La vallée des Acacias apparaît une seule fois dans la Bible, en Joël 3.18, au cœur de la grande prophétie sur le Jour du Seigneur.
Après avoir annoncé le jugement des nations, le prophète promet un temps de bénédiction sans égal pour Juda et Jérusalem : des montagnes ruisselant de vin nouveau, des collines ruisselant de lait et une source jaillissant du temple du Seigneur.

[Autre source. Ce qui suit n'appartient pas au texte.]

Issue #10, opened 2019-06-06
 UNHANDLED EXCEPTION!!! TRegExpr(comp): Urecognized Modifier (pos 10)


chevant0n:
^(?!([0-9])\1{9})[0-9]{10}$

1111111111 - not ok
1111111112 - ok

andgineer:
It does not support look-ahead
https://regex.sorokin.engineer/en/latest/faq.html#regular-expressions-with-do-not-work

andgineer:
Duplicates
https://github.com/andgineer/TRegExpr/issues/1

PR #378, opened 2024-01-08
Small optimization / Needs testing with Delphi

User4martin:
The first commit is ready to go. Just skipping unnecessary mem alloc.

----

**The 2nd commit 6438a0 needs some testing with Delphi.**

It replaces `GrpBounds[regRecursion].GrpStart` with direct pointe access. Skipping the need to calculate the element for `regRecursion` (which in 99% of cases is zero anyway).

On my PC, the benchmark gains 2%  // Real live apps gain less, but still.

I know Delphi should have "PointerMath". I don't know if it is the same compiler directive. And I don't know if it works 100% identical. So that needs testing.

I tried to just use an `array of PRegExprChar` instead of `^PRegExprChar`. But that slowed things down. It adds refcounts, and then, if one array is resized, the other isn't...

The pointers are safe. They are only used in MatchPrim. Nothing can change the underlying arrays during the run. And `ClearInternalExecData` ensures the value are valid at start.
Data is still stored in the array, and any access outside MatchPrim reads it from the arrays, and not via the pointers.

### DIFF
--- a/src/regexpr.pas
+++ b/src/regexpr.pas
@@ -397,6 +397,7 @@ type
     // work variables for compiler's routines
     regParse: PRegExprChar; // pointer to currently handling char of regex
     regNumBrackets: Integer; // count of () brackets
+    regNumAtomicBrackets: Integer; // count of (?>) brackets
     regDummy: array [0..8 div SizeOf(REChar)] of REChar; // dummy pointer, used to detect 1st/2nd pass of Compile
                       // if p=@regDummy, it is pass-1: opcode memory is not yet allocated
     programm: PRegExprChar; // pointer to opcode, =nil in pass-1
@@ -565,7 +566,7 @@ type
 
     // regular expression, i.e. main body or parenthesized thing
     function ParseReg(InBrackets: Boolean; var FlagParse: Integer): PRegExprChar;
-    function DoParseReg(InBrackets, IndexBrackets: Boolean; var FlagParse: Integer; BeginGroupOp, EndGroupOP: TReOp): PRegExprChar;
+    function DoParseReg(InBrackets: Boolean; BracketCounter: PInteger; var FlagParse: Integer; BeginGroupOp, EndGroupOP: TReOp): PRegExprChar;
 
     // one alternative of an | operator
     function ParseBranch(var FlagParse: Integer): PRegExprChar;
@@ -3194,6 +3195,7 @@ begin
     fCompModifiers := fModifiers;
     regParse := ARegExp;
     regNumBrackets := 1;
+    regNumAtomicBrackets := 0;
     regCodeSize := 0;
     regCode := @regDummy;
     regCodeWork := nil;
@@ -3201,6 +3203,7 @@ begin
     EmitC(OP_MAGIC);
     if ParseReg(False, FlagTemp) = nil then begin
       regNumBrackets := 0; // Not calling InitInternalGroupData => array sizes not adjusted for FillChar
+      regNumAtomicBrackets := 0;
       Exit;
     end;
 
@@ -3213,6 +3216,7 @@ begin
     fCompModifiers := fModifiers;
     regParse := ARegExp;
     regNumBrackets := 1;
+    regNumAtomicBrackets := 0;
     GrpCount := ParsedGrpCount;
     ParsedGrpCount := 0;
     regCode := programm;
@@ -3314,10 +3318,10 @@ end; { of function TRegExpr.CompileRegExpr
 
 function TRegExpr.ParseReg(InBrackets: Boolean; var FlagParse: Integer): PRegExprChar;
 begin
-  Result := DoParseReg(InBrackets, True, FlagParse, OP_OPEN, OP_CLOSE);
+  Result := DoParseReg(InBrackets, @regNumBrackets, FlagParse, OP_OPEN, OP_CLOSE);
 end;
 
-function TRegExpr.DoParseReg(InBrackets, IndexBrackets: Boolean;
+function TRegExpr.DoParseReg(InBrackets: Boolean; BracketCounter: PInteger;
   var FlagParse: Integer; BeginGroupOp, EndGroupOP: TReOp): PRegExprChar;
 // regular expression, i.e. main body or parenthesized thing
 // Caller must absorb opening parenthesis.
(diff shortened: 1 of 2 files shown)


User4martin:
Added some more commits.

**Depending on the outcome of Delphi tests (and/or review, if there is a matter) I can re-arrange the list of commits according to requests, before they get merged.**

User4martin:
- `(?i:..)` quantifiable => This is a bugfix. In the version with the colon, the group actually matches something. So it can be quantified (just like `(?:...)`

- No OP_OPEN for `(?i:...)` improves speed... Well if there is heavy use of such groups. Usually they don't happen often. But it was also needed for the GrpIndexes removal.

- Separate counters: Less mem alloc, since each type of group needs different data, and previously room for both types of data was allocated for both types of groups

- Remove GrpIndexes: General clean up. Maybe (not tested) tiny speed improvement for compilation (not execution)

Alexey-T:
I dont have last Delphi. also I am on Linux.
I tag users which were having Delphi, please test Martin's diff:
 @dkounal  @AmigoJack  @dummzeuch  @HPWi

dkounal:
Tested with Delpi 11.3 
test\test_delphi: needs the following in tests.pas to run:
const LineEnding = #10;
type SizeInt = LongInt;

but it stops with the following error in line 8432:
'TRegExpr compile: unknown meta-character: \p (pos 13)' 

Screen results:
**********************************************************************
*        DUnitX - (c) 2015-2018 Vincent Parrett & Contributors       *
*                                                                    *
*        License - http://www.apache.org/licenses/LICENSE-2.0        *
**********************************************************************

DUnitX - [test_delphi.exe] - Starting Tests.

...................................E.................................................................F.................................................E.E..............................................

Tests Found   : 100
Tests Ignored : 0
Tests Passed  : 96
Tests Leaked  : 0
Tests Failed  : 1
Tests Errored : 3

Failing Tests

  tests.TTestRegexpr.RunTest27
  Message: Search position, expected: <1> but was: <-1>
Tests With Errors
  tests.TTestRegexpr.TestIsFixedLength
  Message: TRegExpr compile: unknown meta-character: \p (pos 13)

  tests.TTestRegexpr.RunTest51unicode
  Message: TRegExpr compile: unknown meta-character: \p (pos 1)

  tests.TTestRegexpr.RunTest52unicode
  Message: TRegExpr compile: unknown meta-character: \p (pos 2)

dkounal:
I was some commits behind, so I updated and running tests before the above commit is the following:
**********************************************************************
*        DUnitX - (c) 2015-2018 Vincent Parrett & Contributors       *
*                                                                    *
*        License - http://www.apache.org/licenses/LICENSE-2.0        *
**********************************************************************

DUnitX - [test_delphi.exe] - Starting Tests.

.....................................E.................................................................F.................................................E.E.....................................F........

Tests Found   : 101
Tests Ignored : 0
Tests Passed  : 96
Tests Leaked  : 0
Tests Failed  : 2
Tests Errored : 3

Failing Tests

  tests.TTestRegexpr.RunTest27
  Message: Search position, expected: <1> but was: <-1>

  tests.TTestRegexpr.RunTest70
  Message: Replace failed, expected: <abc> but was: <abr#0c>



Tests With Errors

  tests.TTestRegexpr.TestIsFixedLength
  Message: TRegExpr compile: unknown meta-character: \p (pos 13)

  tests.TTestRegexpr.RunTest51unicode
  Message: TRegExpr compile: unknown meta-character: \p (pos 1)

  tests.TTestRegexpr.RunTest52unicode
  Message: TRegExpr compile: unknown meta-character: \p (pos 2)

After the above commit:
**********************************************************************
*        DUnitX - (c) 2015-2018 Vincent Parrett & Contributors       *
*                                                                    *
*        License - http://www.apache.org/licenses/LICENSE-2.0        *
**********************************************************************

DUnitX - [test_delphi.exe] - Starting Tests.

.....................................E.................................................................F.................................................E.E..............................................

Tests Found   : 101
Tests Ignored : 0
Tests Passed  : 97
Tests Leaked  : 0
Tests Failed  : 1
Tests Errored : 3

Failing Tests

  tests.TTestRegexpr.RunTest27
  Message: Search position, expected: <1> but was: <-1>



Tests With Errors

  tests.TTestRegexpr.TestIsFixedLength
  Message: TRegExpr compile: unknown meta-character: \p (pos 13)

  tests.TTestRegexpr.RunTest51unicode
  Message: TRegExpr compile: unknown meta-character: \p (pos 1)

  tests.TTestRegexpr.RunTest52unicode
  Message: TRegExpr compile: unknown meta-character: \p (pos 2)

Alexey-T:
`'TRegExpr compile: unknown meta-character: \p (pos 13)'`
occurs  if RegEx engine did not have the define `UnicodeRE`. it is On by default in regexpr.pas.

```
// ======== Define options for TRegExpr engine
{$DEFINE UnicodeRE} // Use WideChar for characters and UnicodeString/WideString for strings   
```

User4martin:
Actually I just looked, `\p` depends on
```
{$IFDEF FPC}
  {$DEFINE FastUnicodeData} // Use arrays for UpperCase/LowerCase/IsWordChar, they take 320K more memory
{$ENDIF}
```

Not sure why this is FPC only?

But it was made so in
Revision: 85b20bde027d0759ad93a6a745b0fc5c8c7a1b58
Author: Michael Van Canneyt 
Date: 19/02/2021 11:31:45
* Use FastUniCodeData by default only in FPC

Though before that, it was not enabled by default. 

It was made non-default in
Revision: 861691f354ea032e90e0026a312111db4f964be4
Author: Michael Van Canneyt
Date: 19/02/2021 11:21:36
* Fix compilation for D2009> when no FastUniCodeData is defined

Alexey-T:
>Not sure why this is FPC only?

Because Delphi has TCharacter which does the job and it is better than our array-method.

User4martin:
Some more changes:

- Values like "AOffset" only need to be checked if they are user specified.
- Other checks can be done before the try/except block
- No idea why I had the Error re-raised when the option was set NOT to raise it.
- IsPartFixedLength did sometimes give up early / values were correct but in the sense that the MinLen was reported smaller than it actually was => so all code would work (since more than minlen was matched, and that is a possible outcome), but sometimes do more work than needed.

User4martin:
> So, i can apply the change? no errors related to it?

Yes.

The only question was if the PointerMath works. 

It does, otherwise it would likely not have compiled, but if it had compiled other tests would have failed (recursion tests)

User4martin:
- When text was set with `SetInputSubString` it may not end with #0. So FirstCharSet does not work.

PR #392, opened 2025-02-05
Fix #391

### LINKED ISSUE #391: SubExprMatchCount allways max. SubExprCount
SubExprMatchCount is allways max. SubExprCount but not lower if not all Groups are matched.

Examples (from the doku of the property):
  // For example: Expression := '(1)?2(3)?';
  //  Exec ('12'): SubExprMatchCount=1, Match[0]='12', [1]='1'
RE.SubExprMatchCount = 2 <--- should be 1

  //  Exec ('2'): SubExprMatchCount=0, Match[0]='2'
RE.SubExprMatchCount = 2 <--- should be 0

horst-p-w-neubauer:


horst-p-w-neubauer:
It's in essence your old code (like in 0.952 - my refference) for the new internal structure including your fix for result:=-1 when the exec() fails.

horst-p-w-neubauer:
sorry, I thougt I was working on the trunk, but was on 1.182

horst-p-w-neubauer:
I see, 1.189 doesn't compile with my Delphi 2007 Compiler. You try to set compiler directive $PointerMath from D8 up but it was introduced first in Delphi 2009 - when I'm right (https://blog.therealoracleatdelphi.com/2008/01/taking-big-pbyte-of-pointer-math_24.html)

Alexey-T:
I fixed condition for $PointerMath, pls check again.

Alexey-T:
Adapt your diff for my new fixed repo with $PointerMath.

```
  if Length(GrpBounds[0].GrpStart) = 0 then begin
    Exit;
  end;
  // if nothing found, we must return -1 per TRegExpr docs
  if (GrpBounds[0].GrpStart[0] <> nil) then begin
    Result := Length(GrpIndexes)-1;
    Result := Length(GrpBounds[0].GrpStart)-1;
    while (GrpBounds[0].GrpStart[ Result ] = nil) do begin
      Dec( Result );
    end;
```

- remove redundant begin/end braces
- ` Result := Length(GrpBounds[0].GrpStart)-1;` feels wrong - you assign Length-1 to Count, while usually we assign Length to Count.

Alexey-T:
thanks for detailed answer.
feels good. do you agree @user4martin ?

Alexey-T:
yes, existing apps may be broken now, so let's rename new working code to property `SubExprMatchedCount` (example name).

can you also add your 2 tests to tests-project (folder 'tests')?

horst-p-w-neubauer:
I'll try to.

horst-p-w-neubauer:
I'm not sure, if renaming is such a good idea. 
Infact: the behavior changed from 0.952 to 1.18x as well, thats why **my** code was broken and I got engaged in your project. 

It's just changing back to the defined and former behavior in case of matching inputs and repairs the old wrong behavior for not matching inputs (was 0 instead of -1).

Is the new test what you've had in mind?

Alexey-T:
I got your repo (exact branch with change) and run 'tests' proj. 
fails on N tests now!

Снимок экрана 2025-02-05 183749

horst-p-w-neubauer:
That's what I've tried to say above.

Alexey-T:
yes, I did not checks tests before. I must apply only 'passed tests'.

horst-p-w-neubauer:
I try to. Probably it's solved if you remove the -1,-1 pairs in IsMatching - I assume, you've added them to solve the wrong behavior of SubExprMatchCount.

horst-p-w-neubauer:
It solved some of the problems - but for the others there has to look someone who better understands the RegEx that is tested.

Alexey-T:
so this patch makes some old code broken.
because SubExprMatchCount result is decreased for some expressions.

is it decreased here correctly? ->

Снимок экрана 2025-02-05 183749

I cannot fully understand this test and all other @user4martin 's tests, so not sure.

also @USER4martin help is needed to correct other tests.

horst-p-w-neubauer:
I'm sure with the atomic tests. 
The corrected behavior is, that SubExprMatchCount only counts to the last found group not to the max. possible groups. 
The trailing -1,-1 pairs are filling up until the max. possible groups. That is no longer needed.

User4martin:
> is it decreased here correctly?

> The corrected behavior is, that SubExprMatchCount only counts to the last found group not to the max. possible groups.
> The trailing -1,-1 pairs are filling up until the max. possible groups. That is no longer needed.


Ok, IMHO more a question of, is this what it should do. (as in "should do in future" rather than "has at some point in the past been doing"

Its for Alexey to define which behaviour he wants from that property. Both can be used by code using TRegExpr.

See my question and example on the initial report https://github.com/andgineer/TRegExpr/issues/391#issuecomment-2637366241 (consider it answered by your statement).

Reducing the count for some non-matches, but not for other non-matches seems arbitrary to me. But again Alexey to decide what he wants from it.

If SubExprMatchCount is not giving the total count, is there another property that will? For anyone who needs that (and is currently relaying on SubExprMatchCount  to get it / I have not checked if there is)


> Infact: the behavior changed from 0.952 to 1.18x as well, thats why my code was broken and I got engaged in your project.

Do we know which commit changed that. Maybe the commit states 
- something that was fixed by it, and needs to be tested now, maybe fixed different
- that the change was an intentional change of the behaviour
- that the change was an unwanted side effect

User4martin:
It is indeed documented like that in the comment
```
    // Number of subexpressions has been found in last Exec* call.
    // If there are no subexpr. but whole expr was found (Exec* returned True),
    // then SubExprMatchCount=0, if no subexpressions nor whole
    // r.e. found (Exec* returned false) then SubExprMatchCount=-1.
    // Note, that some subexpr. may be not found and for such
    // subexpr. MathPos=MatchLen=-1 and Match=''.
    // For example: Expression := '(1)?2(3)?';
    // Exec ('123'): SubExprMatchCount=2, Match[0]='123', [1]='1', [2]='3'
    // Exec ('12'): SubExprMatchCount=1, Match[0]='12', [1]='1'
    // Exec ('23'): SubExprMatchCount=2, Match[0]='23', [1]='', [2]='3'
    // Exec ('2'): SubExprMatchCount=0, Match[0]='2'
    // Exec ('7') - return False: SubExprMatchCount=-1
```

So the change may have been non-intentional

User4martin:
Found it. This is the commit that removed the behaviour initially (At least I think).

SHA-1: 13f826c6496f34af57304f5872725bc3251b7e8f
* optimize speed of non-capturing groups storing

Alexey-T:
Martin, i agree, that was intentional change. Lets keep this change.

If users need property to count only existing/matching groups, we can add different property.

User4martin:
I also think the change is for the better.

But besides this, in the patch I found
Old: `   Result := GrpCount;`
New: `    Result := Length(GrpBounds[0].GrpStart)-1;`

But the length may be bigger than GrpCount. See
```
  // Increment/keep-capacity for the size of arrays holding 'Group' related data
  // e.g., GrpBounds, GrpOpCodes and GrpNames
  RegexGroupCountIncrement = 50;
```

Which means for speed sake the array is not resized (shrunk), if the savings would only be small. Especially because the next pattern to be matched may have to grow it again, if the Expression is changed to something with more groups)

So, if that had needed to be changed back, then it would need to count down from GrpCount.

horst-p-w-neubauer:
> So, if that had needed to be changed back, then it would need to count down from GrpCount.
good point, I'll take this in

horst-p-w-neubauer:
this even solved the most of the broken tests with only two remaining (except the two last that where broken bevore the fix as well)
grafik

Is anybody able to solve TestLoop and TestEmptyLoop? I'm not and I actually have to leave for today as I'm expected to attend a well loved parent's evening at school.

User4martin:
As indicated, in generic I see no advantage of reducing `SubExprMatchCount`. As there can be gaps in the middle, any code using it would still need to check.

Well, except some very special cases. If you have a regex where only the last group is optional `(...)?`. Or if you know for certain that if one optional grp was not matched, then all other grp after it also were not matched. Then, you could indeed use the reduced number as quick indicator, and save yourself from checking the entries.

I don't think we should change `SubExprMatchCount` back to cover this special case (as this may break other code relying on the new behaviour).

But, if Alexey agrees, I could imagine a new property (better names welcome...). Something like either
- `IndexOfHighestMatchingGroup` / `HighestMatchingGroup` / `HighestMatchingGroupIndex` => what you seek
- or `MatchingGroupCount`  => also taking out non-matches in the middle

horst-p-w-neubauer:
But there is nothing like a a special case here! It's just restoring the ever documented behavior of this property. Why should anyone change this just for it has been broken for a little while?

User4martin:
Just to clarify: I do not call the decision on if to keep or revert. I am only on board for the review on side effects (like the GrpCount issue).

On the desired behaviour, my comments are merely my opinion (I,e, if I were the main maintainer, but I am not). So on that it is for Alexey to make the call.

----

If he is happy with changing the behaviour as you suggest, then I would suggest to amend `TTestRegexpr.IsMatching` to detuct trailing -1 from the count. 

That way the -1 pairs could remain in the test (at least most of them probably). The advantage would be, that if ever a "AllGroupCount" was introduced, the numbers for testing this would be in the testcase.

But, IMHO it is not a requirement for an acceptable pull request. So since you already removed many of them, if the remaining can be fixed easier in a way that does not modify TTestRegexpr.IsMatching then that way would be ok. If TTestRegexpr.IsMatching  needs the modification, then IMHO keep the -1 where possible.

Alexey-T:
I like the idea if patch, so will apply.

I will see why some tests do not work, maybe define for Unicode regex is not enabled in the regexpr.pas?

Alexey-T:
@horst-p-w-neubauer I suggest to revert removing of -1,-1 ending pairs in tests, and to pass the tests - i suggest to edit IsMatching. it must compare calculated length not with SubExprMatchCount but with SubExprAllCount  --> make new property SubExprAllCount.
please.
this way we will keep existing tests.

horst-p-w-neubauer:
In the case of the last two failing test, please keep in mind, that I'm
developing in Delphi 2007 - this tests might not been designed for such an
old environment.

Alexey T. ***@***.***> schrieb am Mi., 5. Feb. 2025, 20:57:

Alexey-T:
Ok, but i will test it on FPC.

horst-p-w-neubauer:
Do I understand you right, that we plan to keep the behavior of `SubExprMatchCount` as commented in the proeprty description and we add a new propeperty `SubExprAllCount? This new property should than be used to restore the test implementations that I changed today. 

I would absolute be fine with that.

Who would write the description for the new property and therefore define its behavior? 
Is this new property any longer dependend on the `Exec()` call or is it a result of the `Expression` parsing? If I understand the code right than `GrpCount=0 or GrpCount=ParsedGrpCount` and never gets `ParsedGrpCount<0`. So I guess `SubExprAllCount` will never be `-1` as `SubExprMatchCount` will become in case of `Exec()=false`.

Alexey-T:
- SubExprMatchCount - new work of property, it trims last empty items. it keeps -1 result for none matches as before. It must be NOT used in 'tests'
- SubExprAllCount - new name for old property. it must be used in 'tests' for last -1,-1 pairs.

horst-p-w-neubauer:
Beside our discussion I've found, that the If in front of the while loop is not neccessary if we test for Result <= 0

horst-p-w-neubauer:
I wonder if it would be helpfull to distinguish between Groups as a result of the Expression parsing and Matches as a result of the Exec() call. Wouldn't that lead us to `property SubExprGroupCount`  instead of `SubExprAllCount `?

horst-p-w-neubauer:
I see. So SubExprAllCount is nothing else than the existing GroupCount. So maybe that should be the name.

Alexey-T:
With last patch, tests fail:
`Empty group: ?? Match count`

Code is here
```
      ExpGrpPos1 := 1;
      ExpGrpLen1 := 0;
      if MatchZeroTimes then begin
        ExpGrpPos1 := -1;
        ExpGrpLen1 := -1;
      end;

      s := LoopTxt + ' / ' + PtnText;
      IsMatching('Empty group '+s,                PtnText+LoopTxt,      'a',   [1,0,  ExpGrpPos1,ExpGrpLen1]);
```

User4martin:
As for the test "empty group"

```
diff --git a/test/tests.pas b/test/tests.pas
index 8afd5c7..a3e901e 100644
--- a/test/tests.pas
+++ b/test/tests.pas
@@ -892,7 +892,9 @@ begin
 
   IsTrue(AErrorMessage + ' Exec must give True', RE.ExecPos(AOffset, AMustMatchBefore));
 
-  L := Length(AExpectStartLenPairs) div 2;
+  L := Length(AExpectStartLenPairs);
+  while (L > 1) and (AExpectStartLenPairs[L-2] = -1) do dec(L,2);
+  L := L div 2;
   AreEqual(AErrorMessage + ': MatchCount', L - 1, RE.SubExprMatchCount);
   for i := 0 to L - 1 do begin
     AreEqual(AErrorMessage + ': MatchPos['+inttostr(i)+']', AExpectStartLenPairs[i*2], RE.MatchPos[i]);
```

And then you can (probably / I have not tested) restore all the removed "-1,-1". 

So they will be available for testing a future "[All/Parsed/Full]GroupCount"

In fact, the loop at the end, could run to the original L. So maybe introduce `MatchedCnt := L;` and then reduce that in the while loop. (and both MatchedCnt and L will then need div 2)

Alexey-T:
so hard epopea/sage. to apply tiny change. I now don't like this idea. this change trims trailing non-matched groups but don't remove middle groups.

horst-p-w-neubauer:
I'm a bit confused. I've had a very busy week in my job so I could not attent to this discussion for some days. Would closing this pullrequest mean, You stay with your bug?

I even can't understand your problem. This talk of "empty middle groups" is nonsense. The purpose of this property has ever been the same: give me the last matched group! Regardless of any empty middle groups or the complete possible number of groups. That's how You've commented this property when it was envoked until today. But You've never implemented it bugfree. When I now provide You with a working implementation You throw it away, because - well - I actually can't see any serious reason. Some omnious "it may break someones code..". Yes. The shift in the bug-implemention broke my code. As far as I know is this the only known code that is broken. Sorry, I've had a lot of pressure this week and this bug was one of the reasons.

Alexey-T:
Maybe you are right. I will see the patch again.

horst-p-w-neubauer:
I'm absolutely willing to help fix all the problems that comes with my work. But I'm blocked for the next one or two weeks because we **have** to develiver a testsystem and provide narrow supporting.

Alexey-T:
@User4martin sorry for 3 week delay.
I got the Git branch from @horst-p-w-neubauer (fix-issue-391 branch) and tests project now fails.
here: TestEmptyLoop function.
that was your addition AFAIR. so can you please get this branch, and correct the test if needed?

User4martin:
See my reply here:
https://github.com/andgineer/TRegExpr/pull/392#issuecomment-2642692651

That patch is still fixing the test case.

And, additionally, when that patch is applied it should (I have not tested) be possible to keep all the `-1,-1` pairs in the expectations.
E.g. the following removal (that is currently part of the pull request) should not be needed:
```
@@ -1227,7 +1234,7 @@ begin
              '1ab__cx__9cx__8...56Yb');
   IsMatching('NESTED: Atomic backtrace inner, outer can still try and find ',
              'a(?>((?>b.*?cx..8|.)_)|.)',
-             '1ab__cx__9cx__8...56Yb',  [2,2,  -1,-1]);
+             '1ab__cx__9cx__8...56Yb',  [2,2]);
 
```

Keeping the `-1,-1` means that they can later be used, if a property is added that returns the parsed count of groups in the expression (rather than the number of the highest matching group).

Alexey-T:
Applied by hands, without all 'tests' changes - we don't need to change 'tests' with @User4martin patch.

Cette source, dit le texte, arrosera précisément la vallée des Acacias, un lieu connu pour son aridité. Les acacias sont des arbres qui ne survivent que dans les lits secs des rivières, en plein désert, là où l’eau vient justement à manquer.
En choisissant cette vallée comme destination de l’eau qui sort du temple, Joël décrit l’inverse de la pénurie : le lieu le plus sec devenant fertile par la présence de Dieu. La même image d’un fleuve qui naît dans le sanctuaire et donne la vie partout où il passe se retrouve en Ézéchiel 47 et en Zacharie 14.8.
Étant une promesse prophétique, et non un récit d’événements, la vallée des Acacias ne reçoit la visite d’aucun personnage biblique ni de scène racontée dans d’autres livres. Sa valeur réside dans l’image : là où Dieu règne, même le désert fleurit.